### TASK DETAILS
Tally every line below where "revision" appears, then report the total alone.

#### EXERCISE MATERIAL ####

PR #10879, opened 2018-01-16
elogind: cleanup after doing tests.

maxice8:


Gottox:
Is there a way to adjust the tests so that they don't access the files?

maxice8:
On Tue, Jan 16, 2018 at 04:26:26AM -0800, Enno Boland wrote:
> Is there a way to adjust the tests so that they don't access the files?
> 
> -- 
> https://github.com/voidlinux/void-packages/pull/10879#issuecomment-357944709

problably but i won't mess up with C source code.

Gottox:
os-release can easily be overwritten, machine-id is harder to change.

maxice8:
sorry but i don't understand what's the big wop.

Gottox:
Let's get this merged, and do the rest later 👍

PR #10895, opened 2018-01-16
sudo: update to 1.8.22.

maxice8:


Duncaen:
> When timestamp_type option is set to tty and a terminal is present, the time stamp record will now include the start time of the session leader. When the timestamp_type option is set to ppid or when no terminal is available, the start time of the parent process is used instead. This significantly reduces the likelihood of a time stamp record being re-used when a user logs out and back in again. Bug [bugzilla.sudo.ws#818](https://bugzilla.sudo.ws/show_bug.cgi?id=818). 

👍

PR #10897, opened 2018-01-16
st: split terminfo files in subpkg

xYuusha:


Vaelatern:
Why?

xYuusha:
To be able to only install the terminfo in a headless machine.
rxvt-unicode is doing the same.

wpbirney:
It's definitely great for headless machines

xtraeme:
revision must be increased

xYuusha:
I always forget to increment the revision. Done now.

PR #10907, opened 2018-01-16
nvidia340: update to 340.106

fallenwizard:


srcpkgs/nvidia340/template
```diff
@@ -41,7 +41,6 @@ do_extract() {
 do_configure() {
```
Hoshpak: kernel-4.11.patch can also be removed, the changes it makes are now in the driver itself. Since this leaves the do_configure function empty, it can be removed. Please don't just remove the patch commands, also remove the patch files from srcpkgs/nvidia340/files . There's no need to keep them around.

PR #10908, opened 2018-01-16
crystal: merge with bootstrap binary package

LVMBDV:
Merged `crystal-bin` into `crystal` as it was only meant to be used to bootstrap the build for `crystal`.

- Bumped the revision number up as the bootstrap compiler version is newer than `crystal-bin`.
- Added makedepends that were carried over from `crystal-bin`.
- Had to write an explicit `do_extract` due to crystal source release and binary release being extracted into the same directory with overlapping files.


Vaelatern:
I don't understand the benefit. Why did you complicate the crystal package? Why not keep crystal-bin around for when a new bootstrap is necessary?

LVMBDV:
No solid benefit besides disallowing users from installing `crystal-bin` for some odd reason. It doesn't have docs as it's meant to be only for building `crystal`. The plan is to depend on a prior version of itself (the source package) if/when xbps supports such a thing.

> Why not keep crystal-bin around for when a new bootstrap is necessary?

I don't understand this phrase, like a new version for crystal or something else that relies on crystal?
If it's the former case, we just change the `_bootstrapversion`.
And if it's the latter, it should depend on the source package to begin with.

Vaelatern:
Say that tomorrow we lose all packages. Or that you want to bootstrap without relying on our packages. You need the `-bin` package to bootstrap crystal again. This isn't a "Well, now it works, never need to make it work again" sort of deal.

LVMBDV:
I still don't follow. This still fetches the precompiled binary in order to bootstrap. `crystal-0.24.1-2` used `crystal-bin-0.24.0` to build, now the same thing happens except the precompiled binary isn't kept on the host after the build. Because it is not needed in any other case, just the build. It is not our job to keep a copy of the precompiled binary just in case.

Vaelatern:
Can we then have a `bootstrap` build option then, which only pulls in `crystal-bin` on that option being true?

LVMBDV:
That is a great idea. I still want to keep the bootstrap binary fetching in `crystal` tho.

Also, to make sure we are on the same page. Right now the `bootstrap` option is what this build already does. I am just speculating about the `bootstrap-with-the-source-package` option, I am not sure if it's actually doable. I will look further into it tomorrow.

pullmoll:
I guess it was my *fault* to, at some point, suggest to @LVMBDV to incorporate the bootstrap binary download into the crystal package itself.

I generally don't like to see that we are forced to rely on third party binaries to be able to bootstrap *any* compiling or scripting languages we provide. But then I don't want to manually enter the primary boot loader to load the first version of FORTRAN, written for PDP-1, available as FORTRAN.ASM and to be compiled by an assembler, which someone (who? entered manually through 8, 12 or 16 bit switches and a big, red STORE switch at a PDP-1 console, which, I hope, had no backdoor, either, except for perhaps squashing bugs which lived in that machine... (/me has an extra comma left `*shrug*` Germans and their sentence structure :)

The reason for this dislike is perhaps not-so-obvious and may seem to be irrational, yet it is very well [described in this document](https://www.ece.cmu.edu/~ganger/712.fall02/papers/p761-thompson.pdf). The question is not whether you're paranoid or not, but whether you're paranoid **enough**! :rofl: 

As long as any language offers some way to bootstrap itself using another language (preferably the *simple* or *primary* ones like Assembler, C or C++.. or even a script) I *see* benefit in incorporating the bootstrap process as an (default disabled?) option into the template. And if a precompiled binary is required, we should offer a trusted (trusted by whom?) source for that as an option.

I agree with @LVMBDV that keeping the crystal-bin as a separate package does not make sense beyond possibly confusing Void Linux users.

Vaelatern:
I'm okay with a one template form. See the `openjdk` package for how to seamlessly do that, @LVMBDV, in a way that works well for us so far.

LVMBDV:
Checked out the `openjdk` package, modified crystal accordingly. Now it has a `binary_bootstrap` option, enabled by default. Sorry @pullmoll, this is due to `hostmakedepends` looking for the most recent version to build a package. I think this is how `openjdk` deals with this too.

A repo host would need to build the recent version with `binary_bootstrap` to build it a second time without it. This is because repos don't keep previous versions of a package.

In another case, if a user has a `crystal` binary in their `PATH` (like from a previous version), they could build `crystal` with the `binary_bootstrap` option disabled.

I see there is a `bootstrap` variable to add the package to the list of packages considered to be part of the bootstrap process. Does it apply here? If not, I think this is pretty much done :)

LVMBDV:
I guess I should mention this. Ignore Travis negatives as they are caused by xlint false positives and compilations being too long for Travis.

pullmoll:
Yes, but not ignore errors for i686 :)

I cleaned up and fixed the template to properly add to the distfiles and checksum for either of x86_64 or i686. It's easier to do this over multiple lines than using `$(vopt_if ...)`.

LVMBDV:
Oh damn, I blame alarm fatigue. Thanks for the fix :)

PR #10910, opened 2018-01-16
mariadb: update to 10.1.30

wpbirney:
this will at least fix the build issue with the 10.1.28 template for the first iteration of #10780

some care will need to be taken when we upgrade to mariadb-10.2.12 because they changed a few sonamed shlibs to symlinks to the libmariadb.so.3. Im in the process of working that out now.

This version 10.1.30 is supported until 2020 and provides the libmysqld.so.18 that our other packages are expecting


wpbirney:
Did this ever cross compile properly? I only up'd it to 10.1.30 instead of 10.1.28

wpbirney:
aarch64 failed to build 
```
/builddir/mariadb-10.1.30/storage/mroonga/vendor/groonga/lib/ts/ts_expr_node.c:3824:18: internal compiler error: in gen_vec_cmpv2dfv2di, at config/aarch64/aarch64-simd.md:2495
       out_ptr[i] = grn_ts_op_ ## type ## _ ## kind(buf_ptrs[0][i],\
       ~~~~~~~~~~~^~~~~~~~~~~~~~~~~~~~~~~~~~~~~~~~~~~~~~~~~~~~~~~~~~
                                                    buf_ptrs[1][i]);\
                                                    ~~~~~~~~~~~~~~~
```
building locally for aarch64 now to check, but it seems the others are building

chneukirchen:
triggers on aarch64 this bug: https://gcc.gnu.org/bugzilla/show_bug.cgi?id=81228

will be fixed in 7.2.1

pullmoll:
> triggers on aarch64 this bug: https://gcc.gnu.org/bugzilla/show_bug.cgi?id=81228
> 
> will be fixed in 7.2.1

I guess we can enable mariadb for aarch64 again now that we have gcc-7.3.0?

wpbirney:
Yes and the `disable_parallel_build=yes` should be able to be removed as well,
testing now

pullmoll:
Nope, gcc-7.3.0 still fails for me with the same internal compiler error :-(

pullmoll:
Adding the following lines to the bottom of `pre_build()` works around the bug:
```
        aarch64*) # Work around GCC bug https://gcc.gnu.org/bugzilla/show_bug.cgi?id=81228
                sed -i build/storage/mroonga/vendor/groonga/lib/CMakeFiles/libgroonga.dir/flags.make \
                        -e "s; -O3;;g"
                ;;
        esac
```
If noone complains, I'll add that to mariadb/template and enable aarch64* again.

####

### ANSWER FOR THE TASK
3